Expertise & Qualifications
- 14 years of internal operating experience across safety, brokerage, training, and change management—direct exposure to Covenant operations and risk processes.
- Human capital and culture engagement via Women of Covenant Director role (2019–2020).
- Executive education program completion (UTC, 2015).
- Board skills matrix and narrative emphasize enterprise risk oversight through the Risk Committee.
Equity Ownership
| Ownership Detail | Amount |
|---|---|
| Total beneficial ownership (Class A) | 313,684 shares |
| Ownership % | 1.4% of Class A; 1.2% of Total (Class A + Class B) |
| Composition | 309,406 Class A jointly with spouse; 4,278 Class A RSUs vesting within 60 days of the record date |
| Record date for ownership table | March 27, 2025 |
| Ownership guidelines (directors) | Minimum 5× annual cash retainer; sales allowed only if guideline maintained |
| Anti-pledging policy | Directors prohibited from pledging company stock |
Governance Assessment
- Independence risk: Not independent under NYSE rules and a first-degree familial relationship to the CEO/Chairman; this is a governance red flag for potential conflicts and board objectivity, mitigated in part by independent committee structures and a Lead Independent Director.
- Engagement: Documented participation thresholds met (≥75% attendance), annual meeting attendance in 2024, and active Risk Committee membership (4 meetings in 2024).
- Alignment: Significant personal share ownership (1.4% of Class A) plus annual RSU grants and 5× retainer ownership guideline support alignment; hedging/pledging policies further reinforce alignment.
- Related-party oversight: Audit Committee reviews and must preapprove related-party transactions >$120,000; none were reported for 2024—a positive signal, though ongoing monitoring remains prudent given family ties.

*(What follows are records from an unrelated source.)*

PR #6843, opened 2025-03-20
fix(Templates): Made `useWorkflowTemplate` hook + usage null safe

rllyy97:
## Main Changes

Made the `useWorkflowTemplate` hook + usage null-safe.
Was throwing errors over in AI-Foundry due to a race condition with an async-thunk call.

### DIFF
--- a/libs/designer/src/lib/ui/templates/basics/resource.tsx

- Compensation reasonableness: Director pay mix emphasizes equity (~$100k RSUs) and standard cash retainers/committee fees with no meeting fees; time-based RSU vesting and anti-hedging/pledging reduce misalignment risk.
RED FLAGS
- Not independent and familial relation to CEO/Chairman (potential for conflicts of interest); continued reliance on independent directors/committees and robust related-party oversight is critical.